For while the Standard & Poor’s 500 Index yesterday hit a four-year high, trading volume, the life blood of most financial firms, is off sharply in the first eight weeks of 2012 vs. last year — which itself marked one of the slowest years in memory.

In fact, through Feb. 22, trading volume is as anemic as it was in 2007, when the market started to show signs of serious mortgage problems.

January’s average daily volume is off 15 percent from the year-ago period, industry statistics show. February volume, through Wednesday, is off nearly 11 percent, according to research from the Tabb Group.

“Whatever you want to call it, it’s ugly right now,” said Larry Tabb, head of Tabb Group.

Activity is not much better in fixed-income trading.

Trading in areas like funky derivatives tied to commodities and currencies is seeing volumes down 11.2 percent year-over-year, according to data from the Federal Reserve.

Trading in interest-rate derivative products also is off by 25.9 percent.

Overall, fixed-income volumes are down 10 percent for the year, financial analyst Meredith Whitney told The Post.

“Without genuine volume associated with the big moves we’ve seen in stocks over the past few weeks, I don’t think many traders think this recovery is real,” said one trader with a large New York hedge fund.

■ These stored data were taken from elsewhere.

PR #1056, opened 2021-05-03
dropdownmenu component js to tsx

ktw1016:


client/src/components/DropdownMenu.tsx
```diff
@@ -1,22 +1,44 @@
...
+  is_open: boolean;
+};
+
+export class DropdownMenu extends React.Component<
+  DropdownMenuProps,
+  DropdownMenuState
+> {
+  dropdown_ref = React.createRef<HTMLDivElement>();
+  toggle_dropdown_button = React.createRef<HTMLDivElement>();
+  dropdown_area = React.createRef<HTMLDivElement>();
```
ktw1016, line 29: A bit of annoyance. You can't straight `this.dropdown_ref = ...` into constructor

client/src/components/DropdownMenu.tsx
```diff
@@ -1,22 +1,44 @@
...
+
+  constructor(props: DropdownMenuProps) {
     super(props);
     this.state = {
       is_open: false,
     };
```
ktw1016, line 35: Another bit of annoyance: can't use that experimental syntax to initalize state outside of constructor so we have worst of both worlds😔

ktw1016:
I think there could be more of these annoying little bits going forward. Also community seems to have gone more of using hooks with functional components + typescript. I think that could be more ideal for cleaner code as I'm looking more into this

client/src/components/DropdownMenu.tsx
```diff
@@ -1,22 +1,44 @@
...
-
-    this.dropdown_ref = React.createRef();
   }
-  handleWindowClick = (e) => {
+
+  handleWindowClick = (e: MouseEvent) => {
     const { is_open } = this.state;
-    if (is_open && !this.dropdown_ref.current.contains(e.target)) {
+    const dropdown_node = this.dropdown_ref.current;
+    if (is_open && dropdown_node && !dropdown_node.contains(e.target as Node)) {
```
ktw1016, line 41: https://github.com/Microsoft/TypeScript/issues/15394#issuecomment-297495746
```
Basically EventTarget is the most general type, of which Element is a subtype, and HTMLElement is a subtype of that. If you get back a thing from the DOM, we generally have no idea which it is, and you should add a type assertion to "add in" the specific external knowledge that you have about the structure of your particular DOM layout.

It's possible, for example, that the .target of an event is not an Element (you can add event listeners to XMLHttpRequest, for example, and XMLHttpRequest does not have a getBoundingClientRect method).
```
Basically: target may or may not be a Node, so TS can't infer. Hence, need to assert `as Node`

client/src/components/DropdownMenu.tsx
AlexCLeduc: When I saw this, I was worried that different instances would share the same ref, but it turns out that that `React.createRef` is called during instance construction


```js
createObj = () => ({a:5}}
class A {
    prop = createObj()
}
a1 = new A()
a2 = new A()
a2.prop === a3.prop // False! I guess `prop = createObj()` gets run for each instance

```

.eslintrc.json
```diff
@@ -66,8 +66,7 @@
         ]          
       }
     ],
-    "import/no-commonjs": 2,
```
AlexCLeduc, line 69: I don't think we need to touch the lint config here?

client/src/components/DropdownMenu.tsx
```diff
@@ -58,7 +87,9 @@ export class DropdownMenu extends React.Component {
 
     const aria_label = dropdown_a11y_txt
       ? dropdown_a11y_txt
-      : _.isString(dropdown_trigger_txt) && dropdown_trigger_txt;
+      : _.isString(dropdown_trigger_txt)
+      ? dropdown_trigger_txt
+      : undefined;
```
AlexCLeduc, line 92: super nitpick: can we just use a `let` here? nested ternaries hurt my brain

AlexCLeduc (approved):
If the eslint isn't an accident (although I guess you'll have to rebase anyway), LGTM

.eslintrc.json
ktw1016: oh yea, this was temporary change for development purposes lol

client/src/components/DropdownMenu.tsx
Stephen-ONeil: How about an `if` statement inside an immediately invoked function (or a  `get_aria_label` declared elsewhere or something)?

ktw1016: yup, I already did iif in my commit! https://github.com/TBS-EACPD/infobase/pull/1056/commits/db235bd5e3966c504c0db8e65cd01f6435599154

PR #1058, opened 2021-05-03
Revive treemap

Stephen-ONeil:
At Val's request, revive the treemap subapp. It gets to live for now, but if it's still here in a year and hasn't been polished/still receives minimal traffic then it'll go for good.


ktw1016 (approved):
it's back😆

Stephen-ONeil:
:pensive:

PR #1060, opened 2021-05-06
Refine pattern for defining GraphQL queries/hooks in client

Stephen-ONeil:
Refine pattern from `client/graphql_utils/graphql_utils.js`'s `query_logging_wrapper`. Introduce (tentatively named) `query_maker`, to return both promise and hook based query options, with standard logging built in, based on a common query configuration. Enforces naming of queries (for logging) and strongly suggest pairing each query with a response resolver (so that the query itself encapsulates as much knowledge of the actual query structure/server schema as it can).

Note, the hooks, being based on Apollo's `useQuery`, aren't actually usable until #1004 adds the necessary `ApolloProvider`. This was originally a branch off of `SI_apollo_hooks`, but I split it off when I decided it had reached a reviewable state without getting in to potentially touching a bunch of service inventory code.

### DIFF
--- a/client/src/graphql_utils/graphql_utils.js
+++ b/client/src/graphql_utils/graphql_utils.js
@@ -106,9 +106,7 @@ export function get_client() {
   return client;
 }
 
-const make_query_promise = (query_name, query, response_resolver) => (
-  variables
-) => {
+const make_query_promise = (query_name, query, resolver) => (variables) => {
   const time_at_request = Date.now();
 
   return get_client()
@@ -119,7 +117,7 @@ const make_query_promise = (query_name, query, response_resolver) => (
         _query_name: query_name,
       },
     })
-    .then(response_resolver)
+    .then(resolver)
     .then((resolved_response) => {
       log_standard_event({
         SUBAPP: window.location.hash.replace("#", ""),
@@ -142,9 +140,7 @@ const make_query_promise = (query_name, query, response_resolver) => (
     });
 };
 
-const make_query_hook = (query_name, query, response_resolver) => (
-  variables
-) => {
+const make_query_hook = (query_name, query, resolver) => (variables) => {
   const [time_at_request, set_time_at_request] = useState(Date.now()); // eslint-disable-line no-unused-vars
 
   const { loading, error, data } = useQuery(query, {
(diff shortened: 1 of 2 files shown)


client/src/models/covid/queries.js
```diff
@@ -3,286 +3,230 @@ import _ from "lodash";
...
+  resolver: (response) =>
+    _.get(response, "data.root.gov.years_with_covid_data"),
+});
+export const {
+  query_org_years_with_covid_data,
+  useOrgYearsWithCovidData,
+} = query_maker({
+  query_name: "org_years_with_covid_data",
+  query: gql`
+    query($lang: String! = "${lang}", $org_id: String!) {
```
Stephen-ONeil, line 38: For inline query variable defaults, like `$top_x` below, I think the query definition is definitely the place to put them. Actually a bit conflicted about adding the default `lang` value inline though. Most likely going to lift passing a default lang value back up in to the `query_maker`.

client/src/graphql_utils/graphql_utils.js
```diff
@@ -97,70 +106,98 @@ export function get_client() {
...
       });
+
       throw error;
     });
 };
 
-const InnerLoadingHoc = ({ Component, data_to_props }) => (props) => {
-  if (props.data.loading) {
-    return <div> Loading ... </div>;
+const make_query_hook = (query_name, query, resolver) => (variables) => {
```
AlexCLeduc, line 143: Hooks should always follow the `use*` naming pattern, otherwise it's not clear that this is indeed a hook

client/src/graphql_utils/graphql_utils.js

The trading slowdown on Wall Street doesn’t portend well for profits at some of the biggest investment banks on the Street like Morgan Stanley and Goldman Sachs, which have been hammered by choppy markets — a fact that’s resulted in a wave of layoffs.

The Post reported earlier this year that some large Wall Street firms could be looking at further staff cuts next month.

Volumes, which began to nosedive in March 2009, have fallen off a cliff primarily because deep-pocketed investors, including mutual funds and hedge funds, are skittish about diving back into stocks.

Indeed, the so-called sovereign debt crisis saw investors last summer yank $36 billion out of stocks, according to the Tabb Group.

And market uncertainty persists even as broader issues such as the debt woes of Greece and other European nations are close to being resolved — at least in the near term.

Regulatory changes, including the implementation of the Volcker rule, which will bar banks from trading using their own cash, also is creating a trading vacuum.

Jamie Selway, head of liquidity management at Investment Technology Group, notes that many risk-averse investors are opting to purchase investments that are tied to the performance of segments of the markets or indexes rather than buying individual stocks — another point that is driving trading lower.

To be sure, the optimists on Wall Street point out that 2012 is just eight weeks old and volumes could easily perk up — as marts press toward highs not seen in four years.

But some market participants are debating that low volumes may be a fact of life that Wall Street may be forced to live with for a while — more secular than cyclical.

“There is no doubt, this is a secular phenomenon,” financial analyst Whitney said.